Is it best to die at home?
The issue of the benefits of dying at home has been investigated as part of the evaluation. Do health care professionals believe that this is what patients want? And has Norway facilitated the opportunity for a good death at home?
The public authorities and voluntary organisations frequently make the point that ideally, people should be allowed to die at home. The SINTEF survey revealed that, on the contrary, many thought that the aim of facilitating death at home will place great demands on healthcare professionals, next-of-kin and the municipal healthcare services. One respondent from a palliative care home unit said that he “believed that patients live with the idea of preferring to die at home, but only before they arrive here“, referring to the fact that in his experience many people felt insecure at home.

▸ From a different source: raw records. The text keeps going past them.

PR #3354, opened 2021-06-05
MSW: drop unused method

akva2:
Unused which is a good thing since it does not compile if you instance it. No such member in segmentSet()


akva2:
jenkins build this please

bska (approved):
Very good. I'll merge into master.

PR #3359, opened 2021-06-08
Use ecl well for total number of connections

joakim-hove:
The `Schedule::Well` objects will always have all connections on all processors - i.e. the `global_num_perf_this_well` can be initialized from here, without performing a collective sum. 

An important part of the motivation for the change is to check my own understanding?

### DIFF
--- a/opm/simulators/wells/WellState.cpp
+++ b/opm/simulators/wells/WellState.cpp
@@ -298,10 +298,11 @@ void WellState::init(const std::vector<double>& cellPressures,
     for (int w = 0; w < nw; ++w) {
         // Initialize perfphaserates_ to well
         // rates divided by the number of perforations.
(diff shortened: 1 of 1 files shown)


joakim-hove:
jenkins build this please

joakim-hove:
jenkins build this please

joakim-hove:
> I believe it is the number of open well connections at this time step.

I have checked - and that is correct. I will update.

joakim-hove:
OK - I have updated to use `ConnectionSet::num_open()`

joakim-hove:
jenkins build this please

joakim-hove:
> If the former holds this change is correct and better than the original one.

Well - the former was not correct; but after update to use `ConnectionSet::num_open()` that should be the case. Will merge later today.

PR #3361, opened 2021-06-08
Suggestion: Simplify check for number of perforations

joakim-hove:
I might very well have misunderstood something here, but my understanding goes as follows:

1. We copy the state of the perforation rates from the previous step - this is good for convergence, but not essential for correctness.
2. If the number of the perforations have changed - either because new perforations have been specified in the input, or alternatively due to loadbalancing - we do not copy the previous perforation rates but rather initialize with an average rate.

In current master the check for change in perforation numbers is global - taking all processers into account, whereas I with this PR suggest checking just the local process for changes in number of perforations. I realize that this *can* optionally lead to a situation where perforations on process 1 get initialized by copying from previous state, whereas perforations on process 2 are initialized with an average rate - but as long as this is "just for convergence" I would say that was totally OK?

### DIFF
--- a/opm/simulators/wells/WellState.cpp
+++ b/opm/simulators/wells/WellState.cpp
@@ -396,11 +396,7 @@ void WellState::init(const std::vector<double>& cellPressures,
                 }
 
                 const int num_perf_this_well = new_iter->second[2];
-
-                const int num_perf_changed = parallel_well_info[w]->communication()
-                    .sum(static_cast<int>(num_perf_old_well != num_perf_this_well));
-                const bool global_num_perf_same = num_perf_changed == 0;
-
+                const bool global_num_perf_same = (num_perf_this_well == num_perf_old_well);
 
                 // copy perforation rates when the number of
                 // perforations is equal, otherwise initialize


joakim-hove:
jenkins build this please

joakim-hove:
jenkins build this please

blattms (commented):
Doesn't not seem worse than the previous one (but it will do something different in parallel than in in serial).

I am actually questioning the decision based on the number of perforations all together: Can't it happen that one perforation gets shut and a previous shut one opened? In that case we would take the old rates even though some of them are from perforation to other cells then now.

joakim-hove:
> Doesn't not seem worse than the previous one 

Well - it is simpler and a global communication has been removed; so in my book that is a minor improvement.

> (but it will do something different in parallel than in in serial).

Well - only in the case that a well is distributed among different processors, and a new connection is added runtime. In that case there will be a difference - but again only possibly affecting convergence as I understand it.

> [.... ] Can't it happen that one perforation gets shut and a previous shut one opened? In that case we would take the old rates even though some of them are from perforation to other cells then now.

Yes I agree - I also thought of that; to protect against that one would have to check the ids of all perforations; however since this is only for convergence and furthmore *quite seldom* I think we can ignore that possibility.

GitPaean:
Just some comments for information, not a reviewing comment. 

> We copy the state of the perforation rates from the previous step - this is good for convergence, but not essential for correctness.

In very rare situations, it might make some noticeable difference.  It will affect the explicit quantities (using the data from previous time steps) in the well calculation. And the case needs to be sensitive to small changes in the result. 

As discussed above, only checking the number of the perforations itself is not a perfect strategy anyway.

joakim-hove:
jenkins build this please

blattms:
> > Doesn't not seem worse than the previous one

> Well - it is simpler and a global communication has been removed; so in my book that is a minor improvement.

Just for clarification:
Please be aware the communicator is not MPI_COMM_WORLD, but only a xmall subset, most often there is even no communication at all. I would not call this global communication.

joakim-hove:
> Please be aware the communicator is not MPI_COMM_WORLD

Yes - @atgeirr told me; but I admittedly thought it was `MPI_COMM_WORLD` at play.

joakim-hove:
jenkins build this please

joakim-hove:
jenkins build this please

PR #3363, opened 2021-06-08
removed dissolved gas and vapporized oil from RESV injection rates

totto82:
The standard RESV coefficients use the average RS and RV values from the reservoir. For injection we assume no dissolved gas or vaporized oil. This is supposed to fix the issue reported by @bska in #3349

### DIFF
--- a/opm/simulators/wells/BlackoilWellModel.hpp
+++ b/opm/simulators/wells/BlackoilWellModel.hpp
@@ -373,6 +373,10 @@ namespace Opm {
                            const int pvtreg,
                            std::vector<double>& resv_coeff) override;
 
+            void calcInjRates(const int fipnum,
+                           const int pvtreg,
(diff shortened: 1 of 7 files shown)


totto82:
jenkins build this please

bska:
> This is supposed to fix the issue reported in #3349

Confirmed.  This PR does fix the problem I reported earlier.  I'll have a look at the details in this PR.

totto82:
We should add a test that expose this. (Jenkins should not been green if RESV + gas injection was in the test suite). Maybe the model2 version you shared with me.

bska (approved):
I agree with this change.  I think we always assume we inject single-phase fluids with no mixing.  I'll merge into master.

bska:
> We should add a test that expose this. Maybe the model2 version you shared with me.

Yes, I think that's a good idea.  I'll upload the datasets and try to add them to the regression tests.

PR #3364, opened 2021-06-08
Determine index of pressure from model used to increase usability

blattms:
Previously, the user had to specify it in the json file read from the FlexibleSolver or 1 was used. Unfortunately, the index depends on the model used and it seem rather opaque to a user what that index is.

With this commit we determine the pressure index from the model.

### DIFF
--- a/opm/simulators/linalg/FlexibleSolver.hpp
+++ b/opm/simulators/linalg/FlexibleSolver.hpp
@@ -50,14 +50,16 @@ public:
     /// Create a sequential solver.
     FlexibleSolver(AbstractOperatorType& op,
                    const Opm::PropertyTree& prm,
-                   const std::function<VectorType()>& weightsCalculator = std::function<VectorType()>());
+                   const std::function<VectorType()>& weightsCalculator,
+                   std::size_t pressureIndex);
 
     /// Create a parallel solver (if Comm is e.g. OwnerOverlapCommunication).
     template <class Comm>
     FlexibleSolver(AbstractOperatorType& op,
                    const Comm& comm,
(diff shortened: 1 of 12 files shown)


blattms:
jenkins build this please

blattms:
jenkins build this please

atgeirr:
Thanks for addressing this issue. I just wonder if this is the time when we implement a more general facility, where we can attach arbitrary info and pass to the preconditioners and solvers, including at least the pressure index and the weight functions. What about passing a std::map<std::string, std::any>? The code that needs something extra looks up by name ("weight_function", "pressure_variable_index" etc.), and if there is no object of the required name, or it has the wrong type, then it throws an exception.

blattms:
Thanks for the input as this forced me to think about this.

What kind of external information are thinking of?

I actually think the current design of determining the weights is not perfect an maybe a relic of not having the `pressure_var_index`. Weights are constructed using the matrix and pressure index, and the parameters. All this information is available in the Factory or Solver. Hence is could and IMHO should be constructed there and not be passed from the outside in.

Hence pressure_var_index would be the only paramter in the map currently.

A bit unrelated: It seems when updating CPR we will use the old weights, which might not be optimal....

blattms:
> What kind of external information are thinking of?

If we want to calculate the weights inside the preconditioner it needs the whole simulator, sigh. Because to calculate the the trueimpes weights we need the whole simulator to construct ElementContext. On the bright side that has all the information we need (even the pressure index).

blattms:
jenkins build this please

blattms:
Will merge this tomorrow unless somebody barks. Refactoring postponed to next time.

“Very few people in Norway die at home, and we are some way behind other countries such as the Netherlands, where it is common for people to be born and die at home”, says Melby. “Norway is more institution-based that other countries, and even the elderly are for the most part in work. Our family and community structures are different. There has been a lot of discussion on this topic, but in our study the majority of respondents felt that death at home should not be an aim in itself, but that patients should be given the choice”, she says.
Municipalities are getting many things right
Prior to the evaluation, the researchers believed that the status of palliative care services in municipalities and care homes were poor. In fact, however, reports from the survey suggested that quality was considered to be good, although naturally there was some variation between the different municipalities.
“Since the respondents were managers, we might have expected uncritical responses, but we also asked the municipalities’ partners as well”, says Melby. “For example, on specific issues, hospitals were asked to evaluate municipalities with questions such as: Is there an active palliation initiative in the municipality? Is work being carried out to improve quality? So the overall picture is a positive one. The municipalities are getting many things right, regardless of whether assistance is provided by a palliative team or specialist health services. The Norwegian Cancer Society assigns a “cancer coordinator” in some municipalities, and this person plays a significant supporting role.
Line Melby says that a lot is currently going on in this field. “Firstly, there was the technical report from the Directorate for Health, followed some weeks ago by the publication of the SINTEF evaluation. Now a public administration committee (NOU), chaired by Stein Kaasa, has been convened with the aim of finding out how palliation care should be organised in the future. “It’s clear that changes are on the way”, says Melby.